The addition of a state-of-the-art gymnasium adjacent to the facility’s indoor swimming pool created the need for a barrier to keep humidity from the pool from entering the gymnasium. Instead of constructing expensive ventilation equipment or permanent walls, planners decided to use industrial fabric.
“The project called for the design of two watertight tensioned fabric walls of double curvature geometry, one 21 meters wide by 13 meters tall, the other 19.5 meters wide by 13 meters high, for a total surface area of 544 square meters,” explains Nathalie Lortie, head designer at Sollertia Inc. of Montreal. “The double curvature membranes were fabricated from cutting patterns that we created following our analysis of the tensioned membrane walls using our Easy software. The patterns were cut with a digital cutting table and assembled using high frequency welding. A variety of types of details were realized on the edges of the membranes to be adapted to different types of connections.”
Although this was an indoor project, the resulting loads due to air pressure were considerable. The need to block humidity from the pool also required the membrane to fit like a glove to all parts of the building. The fastening and tensioning systems on the periphery of the tensile membranes were designed accordingly. Corner plates were clamped to the top of the flexible walls, allowing adjustable cables to run loose inside a continuously welded pocket. Surplus fabric was welded to the border of the cable pockets, which allowed the attachment of aluminum profiles that were anchored to the ceiling and adjacent beams.
“The vertical sides and the bottoms of the tensile membranes are finished with keder,” says Lortie. “Vertical adjustable steel cables run parallel to the ridge and valley shape.”

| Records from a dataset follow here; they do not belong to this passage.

Issue #651, opened 2025-11-04
extract rpc related types from network to alloy-tempo


mattsse:
we have all rpc related types and alloy trait impls here:

https://github.com/tempoxyz/tempo/blob/main/crates/node/src/network.rs

this depends on primitive types, which itself requires some reth impls (already feature gated)

but this we should move to `crates/alloy-tempo`

## TODO

* extract rpc/alloy specific trait impls to a dedicated crate
* this can get additional features for provider api ext etc.

PR #656, opened 2025-11-04
chore: pull out `TempoNetwork` into own crate

onbjerg:
Pulls out `TempoNetwork` and `TempoTransactionRequest` into a new crate.

As a follow up, we should make most EVM-related things optional for consumers that are not the Tempo node. Other follow ups would be things like provider extension traits.

Closes https://github.com/tempoxyz/tempo/issues/651

### DIFF
--- a/crates/alloy/src/lib.rs
+++ b/crates/alloy/src/lib.rs
@@ -1,3 +1,8 @@
+//! Tempo types for Alloy.
+
+#![cfg_attr(not(test), warn(unused_crate_dependencies))]
+#![cfg_attr(docsrs, feature(doc_cfg, doc_auto_cfg))]
+
 mod network;
 pub use network::*;
 


crates/alloy/Cargo.toml
```diff
@@ -0,0 +1,37 @@
...
+rust-version.workspace = true
+publish.workspace = true
+
+[lints]
+workspace = true
+
+[dependencies]
+tempo-primitives.workspace = true
+tempo-evm.workspace = true # todo: make this optional
+tempo-revm.workspace = true # todo: make this optional
```
mattsse, line 16: makes sense

more features are fine

crates/alloy/src/lib.rs
```diff
@@ -0,0 +1,4 @@
+mod network;
```
mattsse, line 6: can we add the same header that we have in other crates: one line doc +  cfgs

https://github.com/tempoxyz/tempo/blob/81799da741aa107794842530a9f7ccfba336b5eb/crates/evm/src/lib.rs#L1-L4

onbjerg: oh yeah ofc

PR #658, opened 2025-11-04
deps: make reth and tempo deps optional in `tempo-alloy`

onbjerg:
Follow up on #656 

Feature gates some dependencies that most consumers outside of the Tempo node won't use


crates/alloy/src/rpc/request.rs
```diff
@@ -152,6 +158,7 @@ impl TempoTransactionRequest {
     }
 }
 
+#[cfg(feature = "tempo-compat")]
```
mattsse: can we group this into a mod compat module?

crates/alloy/Cargo.toml
```diff
@@ -35,3 +34,12 @@ default = []
 asm-keccak = [
     "alloy-primitives/asm-keccak",
 ]
+reth-compat = [
+    "dep:reth-evm",
+    "dep:reth-rpc-convert"
+]
+tempo-compat = [
```
mattsse: yeah I think we only need one?

PR #662, opened 2025-11-04
deps: no default features for tempo crates

onbjerg:
Even though a bunch of deps in all tempo crates were marked as optional, they were also part of the `default` feature, which means all of them were being added anyway for downstream consumers. As an example, depending on `tempo-alloy` at the moment compiles `reth-cli-commands` and everything downstream (most of Reth).

Adding `default-features = false` to the workspace for the tempo crates fixes this and depending on `tempo-alloy` now only compiles two reth crates related to primitives, which is not that bad.


bin/tempo/Cargo.toml
```diff
@@ -14,13 +14,13 @@ workspace = true
...
-tempo-consensus.workspace = true
-tempo-evm.workspace = true
-tempo-faucet.workspace = true
+tempo-node = { workspace = true, features = ["default"] }
+tempo-commonware-node = { workspace = true }
+tempo-commonware-node-config = { workspace = true }
+tempo-chainspec = { workspace = true, features = ["default"] }
+tempo-consensus = { workspace = true }
+tempo-evm = { workspace = true }
+tempo-faucet = { workspace = true  }
```
klkvr:
```suggestion
tempo-node = { workspace = true, features = ["default"] }
tempo-commonware-node.workspace = true
tempo-commonware-node-config.workspace = true
tempo-chainspec = { workspace = true, features = ["default"] }
tempo-consensus.workspace = true
tempo-evm.workspace = true
tempo-faucet.workspace = true
```

PR #663, opened 2025-11-04
feat: scale gasprice by 1e12

### LINKED ISSUE #629: Support sub-cent transactions
Right now minimum basefee value is 1 wei and minimum transaction gas usage is 21.000 which means that it's not possible to send a transaction that will pay less than $0.021

We can address this by scaling the basefee by some factor meaning that 1 wei basefee would actually translate to less than 1 wei balance spending per gas.

This likely requires proper specification that would mention specific factor used, how this should affect existing codepaths relying on basefee (e.g `BASEFEE` opcode), and how rounding should be handled

klkvr:
Closes #629 

changes all relevant code to calculate transaction cost as `(gas * gas_price).div_ceil(1e12)`

### DIFF
--- a/crates/precompiles/src/tip_fee_manager/mod.rs
+++ b/crates/precompiles/src/tip_fee_manager/mod.rs
@@ -237,9 +237,6 @@ impl<'a, S: PrecompileStorageProvider> TipFeeManager<'a, S> {
         if !refund_amount.is_zero() {
             let mut tip20_token = TIP20Token::from_address(fee_token, self.storage);
             tip20_token.transfer_fee_post_tx(fee_payer, refund_amount, actual_spending)?;
-            println!(
-                "transfer_fee_post_tx {fee_token:?} {fee_payer:?} {refund_amount:?} {actual_spending:?}"
-            );
         }
 
         // Execute fee swap and track collected fees


crates/primitives/src/transaction/mod.rs
```diff
@@ -16,3 +16,15 @@ pub use account_abstraction::{
 pub use alloy_eips::eip7702::Authorization;
 pub use envelope::{TempoTxEnvelope, TempoTxType, TempoTypedTransaction};
 pub use fee_token::{FEE_TOKEN_TX_TYPE_ID, TxFeeToken};
+
+use alloy_primitives::U256;
+
+/// Factor by which we scale the gas price for gas spending calculations.
+pub const TEMPO_GAS_PRICE_SCALING_FACTOR: u128 = 1_000_000_000_000;
```
0xKitsune: nit: Should we make this a `U256`? It looks like we are converting to `U256` in most places we are using this cost.

crates/chainspec/src/genesis/adagio.json
```diff
@@ -32,7 +32,7 @@
     "pragueTime": 0,
     "adagioTime": 0
   },
-  "baseFeePerGas": "0x2c",
+  "baseFeePerGas": "0x28048c5ec000",
```
0xKitsune, line 35: We should adjust this to ensure transfers are < ~$0.0001.

@danrobinson to confirm this value.

crates/chainspec/src/spec.rs
```diff
@@ -13,7 +13,7 @@ use std::sync::{Arc, LazyLock};
 use tempo_contracts::DEFAULT_7702_DELEGATE_ADDRESS;
 use tempo_primitives::TempoHeader;
 
-pub const TEMPO_BASE_FEE: u64 = 44;
+pub const TEMPO_BASE_FEE: u64 = 44_000_000_000_000;
```
mattsse, line 16: can we add the unit here and document and also add the hex value in docs (helps me find stuff)

this reduces mental load when reviewing this

crates/chainspec/src/genesis/adagio.json
danrobinson: <$0.001 (tenth of a cent, not hundredth)! And should be slightly less

klkvr: should we go with 0.04 wei per gas? would mean that min tx cost is `21000 * 0.04 = $0.00084`

danrobinson: What's the gas cost of a transaction that includes a TIP-20 token transfer, though?

klkvr: looks like around 23k gas

https://andante.cloud.blockscout.com/tx/0x65cb275cafb2e91241bd9645d4cb4adb29331d1d1bc17f44c0158e9a07bcfb77

klkvr: likely to change soon once we start charging for storage reads properly, with policy/paused checks might be closer to 50k

PR #665, opened 2025-11-04
feat(cli): add follow flag and default follow URL

Zygimantass:
adds a follow flag and automatically sets `--debug.rpc-consensus-url` if the follow flag is set


bin/tempo/src/main.rs
```diff
@@ -42,11 +42,19 @@ use tokio_util::either::Either;
 // TODO: migrate this to tempo_node eventually.
 #[derive(Debug, Clone, PartialEq, Eq, clap::Args)]
 struct TempoArgs {
-    /// Start the node without consensus
+    /// Start the node without consensus and follow an RPC node
     #[arg(long)]
-    pub no_consensus: bool,
+    pub follow: bool,
```
mattsse, line 47: this is better

PR #672, opened 2025-11-04
feat(genesis): mint linkingUSD to all recepients

### LINKED ISSUE #621: Give users access to LinkingUSD via faucet
### Problem Statement
Users cannot access LinkingUSD from the faucet, preventing them from testing DEX swap functionality.

### Context
Unable to test buy orders and swaps because only AlphaUSD is available via faucet. LinkingUSD is required as the quote token for trading pairs.

### What Needs to be Fixed
Add LinkingUSD to faucet backend

shekhirin:
Closes #621

All recipients are now granted a transfer role for linkingUSD and minted `u64::MAX` of it.

### DIFF
--- a/xtask/src/genesis.rs
+++ b/xtask/src/genesis.rs
@@ -161,7 +161,7 @@ impl GenesisArgs {
         )?;
 
         println!("Initializing LinkingUSD");
-        initialize_linking_usd(admin, &mut evm)?;
+        initialize_linking_usd(admin, &addresses, &mut evm)?;
 
         println!("Initializing TIP20RewardsRegistry");
         initialize_tip20_rewards_registry(&mut evm)?;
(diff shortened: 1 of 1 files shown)


xtask/src/genesis.rs
```diff
@@ -407,9 +408,25 @@ fn initialize_linking_usd(
...
+        roles.grant_role_internal(*recipient, *TRANSFER_ROLE)?;
+    }
+
+    for recipient in recipients.iter().tqdm() {
+        linking_usd
+            .mint(
+                admin,
+                ITIP20::mintCall {
+                    to: *recipient,
+                    amount: U256::from(u64::MAX),
```
mattsse, line 425: we might want to change alloc and could move to fn arg, but seems fine

PR #675, opened 2025-11-04
fix(consensus): allow arbitrarily deep reorgs

SuperFluffy:
This relaxes the condition for sending a forkchoice update to update the head hash:

1. Now: set `ForkchoiceState.head_hash` to any `block.hash` as long as `block.height > last_finalized`.
2. Before: set `ForkchoiceState.head_hash` to `block.hash` if and only if `block.height >  latest_sent_head_height`

So this means the finalized hed acts as the only floor, and above it arbitary reorgs can happen.

This is done because simplex does not provide any guarantees for notarized or nullified rounds - only finalized rounds are firmly set.

### DIFF
--- a/crates/chainspec/src/bootnodes.rs
+++ b/crates/chainspec/src/bootnodes.rs
@@ -1,0 +1,12 @@
+use reth_network_peers::{NodeRecord, parse_nodes};
+
+pub(crate) static ANDANTINO_BOOTNODES: [&str; 4] = [
+    "enode://386269ddd50fd95143ad8f33f60ff67c7bd17da1adb46aed19eba5c6ae5326316643595e3aa99784f41b7d861fedde78594b1f764e56a4659917b916c1c3e321@148.113.193.123:30004",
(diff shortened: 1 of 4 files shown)


crates/commonware-node/src/consensus/application/executor.rs
```diff
@@ -115,11 +115,15 @@ impl LastCanonicalized {
...
+    ///
+    /// If `height <= self.finalized_height`, then this method will return
+    /// `self` unchanged.
     fn update_head(self, height: u64, hash: B256) -> Self {
         let mut this = self;
-        if height >= this.head_height {
+        if height > this.finalized_height {
             this.head_height = height;
             this.forkchoice.head_block_hash = hash;
         }
```
joshieDo, line 129: maybe logging with `warn!` on `else {}` ?

SuperFluffy: I didn't get an email for this comment and didn't see it before merge. I will add this in a followup.

PR #680, opened 2025-11-04
chore: Upgrade to `Application` interface

clabby:
Upgrades the `tempo-commonware-node` to use the new `Application` interface and `Marshaled` application wrapper offered by `commonware-consensus`. This interface removes the need to manually handle epoching.

Additionally, this PR replaces `tempo-commonware-node`'s own epoch utilities with those offered by `commonware-consensus`.


crates/commonware-node/src/consensus/application/core.rs
```diff
@@ -0,0 +1,473 @@
...
+        if let Err(error) = self
+            .executor_mailbox
+            .canonicalize_head(built_block.height(), built_block.commitment())
+        {
+            warn!(
+                %error,
+                proposal_digest = %built_block.commitment(),
+                "failed making the proposal the head of the canonical chain",
+            );
+        }
```
clabby, line 266: Note - before using the `Application` interface, you guys notified consensus prior to importing the built payload into the EL and canonicalizing it. With `Marshaled` handling this for you now, you no longer have this capability.

I'm interested to see if this causes a substantial performance degradation; If it does, we can definitely add the capability to inform consensus early upstream.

Two different types of Serge Ferrari, La Tour du Pin, France, products were used for the walls. Précontraint© 402 was selected for its translucidity and durability. “[It] also provided the watertight [quality] needed,” says Lortie. Defender© 7772 was used on the lower part of the vertical tensile membrane in areas where the general public could reach the fabric. “The utilization of the Defender 7772 textile was recommended in order to minimize damage in case of vandalism and also to ensure the security of the public,” she says. “It is made up of high-resistance, multi-strand steel cables and was selected for its durability but also because of its anti-corrosion treatment and its great flexibility.”
A six-person crew installed the membranes with an articulating boom and a scissor lift. “All tensile membranes were assembled on site, section by section,” says Marie-Claude LeBlanc, project manager at Sollertia. “We bolted plates onto the membranes and then ran cables through the sheaths.”
LeBlanc explains that anchor plates bolted to the vaulted ceiling received rods that were threaded through the ends of the membranes. “[Each rod] was bolted into the corner plates of the membranes,” she says. “Wire cables were used for tensioning.”
The translucency of the membranes created luminous surfaces that fit well with the architectural style and aesthetic of the new sports facility. Both the client and the architect were satisfied with the end result, and Sollertia was granted more work for the second phase of the facility’s renovation.
Jake Kulju is a freelance writer based in Minneapolis, Minn.